The Fiery One and I spent the weekend in Cosmopolis. I feel guilty even typing that out, because there were a few people I did not see, bump into, call, or in any way alert to our presence in their fair city. This is because I am a very bad person. I promise, though, that the next time I come up, I am going to take a couple of extra days off work so that I can spend some more time enjoying people (such as the old Menno-school crowd) and less time feeling like I was just rushing from one restaurant to the next, ingesting whatever sat in front of me.

Not that going from establishment to establishment was bad. There were three visits to the ever-loved Pig 'n' Faggot, my favourite pub in Cosmopolis and purveyor of the highly addictive deep-fried mozza sticks that transmogrified into much of the thirty pounds I gained prior to mine and the Fiery One's nuptuals. There was much beer-drinking, which is what the Pig 'n' Faggot is all about, and people that I had not seen in ages kept popping up, such as my old friend, Stella, who moved away to eastern Canada, which it seems is becoming the black hole for everything and everyone good I know in this country.

It has become a tradition to eat at Norm's, my favourite Vietnamese restaurant, whenever the Fiery One and I come through town, so a bunch of us got together there on Saturday afternoon. My lovely Frances and her beau were there, and she made me realize that I am definitely not coming up to Cosmopolis enough. I will endeavour to travel more in the future. For some reason, she makes me remember why it is that I write and create stuff at all.

We ate diner-style food in a fifties-style restaurant where a full one-third of the patrons were under the age of three and one mother had fallen into that horrible trap of treating everyone as though she were their pre-school teacher. She had a large heart appliqued on the front of her toque, and when we asked if there was a table ready, she turned around, squinched up her face at me and said "oops, I think we totally scooped your table." I felt like responding with "oops, my fist just totally connected with your chin." Why do some grown women revert to acting all cutesy with other adults? I don't even like children who act like that, for fuck's sake.

We also ate at a (after those last three words, it feels as though I should just quit typing; it's like the letters are dropping off to some natural silence) gallery/café with excellent roasted vegetable sandwiches. The soup of the day was Thai Vegetable, and I contested the naming of it, because there was nothing specifically Thai about the vegetables in question, namely celery and onion and green pepper. Starcat, Batty, and the Fiery One insisted that I was wrong in assuming that Thai was modifying vegetable. They contended that both Thai and vegetable were modifying soup, which I think is stupid. That would mean that Wild Herbed Mushroom soup would mean that the soup and not the mushrooms was wild. WILD SOUP EVERYBODY! RUN OR BE SPILLED UPON!

This topic naturally segued into a conversation about the grammar and spelling errors in the menu. Starcat asked me if I carried a Sharpie marker with me to correct such indecencies. Normally, this would seem like a strange question, but I am just anal enough for that to be a possibility. If language is going to be in use in public on things like menus, road signs, billboards, and what have you, they should employ proper use of the language. And no, I don't presently carry a Sharpie with me to commit random acts of grammar correction, but I have seriously considered it.

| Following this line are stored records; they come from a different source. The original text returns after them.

PR #429, opened 2020-12-14
Js ubuntu support

JonShelley:
Made changes to support Ubuntu. This is needed to support NDv2 and NDv4 fleet health checking

### DIFF
--- a/scripts/create_raid0.sh
+++ b/scripts/create_raid0.sh
@@ -18,6 +18,57 @@ while (( "$#" )); do
     shift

Batty then picked up my lip balm to read the ingredients. He had first noticed it, because I was applying it where I don't have a moustache (really, I don't, at least not heavily) instead of on my lips (my skin has decided to freak out in every way possible, doing its best to be greasy and dry and peeling and acne ridden on different parts of my face all at the same time every day, which is lurvely).

Batty: You know this has castor seed oil in it.
Me: You mean like what they make ricin with? (Ricin being one of the deadliest poisons known to man).
Batty: Yes.
Me: Well, it's a slow death, but it smells good.

And then we all had much book talk.

I am telling this out of order now, but I had a potentially very embarrassing moment at this gallery/café. I was standing at the coffee condiments counter, thinking about nothing in particular while adding cream to my cup, but when I looked down, there was no cream in it at all. I looked into the garbage at my right and noticed that I had opened up creamers three times in a row and poured them straight into the garbage. I looked furtively over my shoulder to see if I was in anyone's line of sight, and thankfully I was not. I'm starting to wonder if all those psychedelics I did in my twenties are finally catching up with me.

So, yes, a good weekend was had by the Fiery One and I, although it zipped by too quickly. Perhaps it was all the time spent sitting in restaurants with little in the way of doing a variety of activities. Next time I think we'll at least attempt to slip in something like shopping or urban climbing.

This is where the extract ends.